可以看到dataset中每个data的input为一帧点云 (N,4), gt为boxes,labels,scores

In [4]:
# voxel_size = [0.2, 0.2, 8]
# feature_map_stride = 4
# num_classes = 3

# dataset = PointCloudDataset(debug=True,
#                             voxel_size=voxel_size,
#                             feature_map_stride=feature_map_stride,
#                             num_classes=num_classes)

# # 划分训练集和测试集
# train_size = int(len(dataset) * 0.8)
# test_size = len(dataset) - train_size
# train_dataset, test_dataset = torch.utils.data.random_split(dataset, [train_size, test_size])


# # Dataloader
# trainloader = DataLoader(train_dataset, batch_size=2,shuffle=True,collate_fn=myfunc,drop_last=True)

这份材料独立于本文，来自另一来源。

PR #6846, opened 2022-05-17
Refactor: change GameSaver from singleton to single instance pattern & move autosave logic into GameSaver

Azzurite:
This basically changes `object GameSaver` to `class GameSaver` and instantiates it in `UncivGame.created`. But I also changed a bunch of method signatures & other smaller refactorings within the `GameSaver`. Functionality should be exactly the same, tested everything.

### DIFF
--- a/core/src/com/unciv/logic/GameSaver.kt
+++ b/core/src/com/unciv/logic/GameSaver.kt
@@ -47,7 +47,7 @@ class GameSaver(
 
     private fun getSave(saveFolder: String, gameName: String): FileHandle {
         val localFile = files.local("${saveFolder}/$gameName")
-        if (externalFilesDirForAndroid == "" || !files.isExternalStorageAvailable) return localFile
+        if (externalFilesDirForAndroid == null || externalFilesDirForAndroid.isBlank() || !files.isExternalStorageAvailable) return localFile
         val externalFile = files.absolute(externalFilesDirForAndroid + "/${saveFolder}/$gameName")
         if (localFile.exists() && !externalFile.exists()) return localFile
         return externalFile
@@ -65,7 +65,7 @@ class GameSaver(
 
     private fun getSaves(saveFolder: String): Sequence<FileHandle> {
         val localSaves = files.local(saveFolder).list().asSequence()
-        if (externalFilesDirForAndroid == "" || !files.isExternalStorageAvailable) return localSaves
+        if (externalFilesDirForAndroid == null || externalFilesDirForAndroid.isBlank() || !files.isExternalStorageAvailable) return localSaves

# testloader = DataLoader(test_dataset, batch_size=2,shuffle=True,collate_fn=myfunc,drop_last=True)

# for i in trainloader:
#     pc_, gt_,len_ = i
#     print(type(pc_))
#     print(type(gt_))
#     print(pc_.size())
#     print(len(gt_))
#     pprint(gt_[0])
#     print(type(gt_[0]['gt_boxes']))
#     break

In [5]:
# pc,gt = dataset[0]
# pc

In [6]:
# gt

In [7]:
# gt['gt_boxes'].size() # [#boxes,7]

In [8]:
# gt['gt_labels'].size() #[boxes]

In [9]:
# gt['heatmap'].size() # [#classes, H, W]

In [10]:
# gt['height'].size()

In [11]:
# gt['ind'].size() # 每个框的中心点在热力图上的坐标

In [12]:
# gt['reg_mask'].size()

In [13]:
# gt['rot'].size()

# 2. 定义一个简单的Toy模型，使用提供的CenterPointModel作为输出


In [14]:
# class ToyModel(nn.Module):
#     def __init__(self, voxel_size, pc_range):
#         super(ToyModel, self).__init__()
#         # 使用预训练模型（例如 CenterPointModel）
#         self.centerpoint_model = CenterPointModel(voxel_size=voxel_size,pc_range=pc_range)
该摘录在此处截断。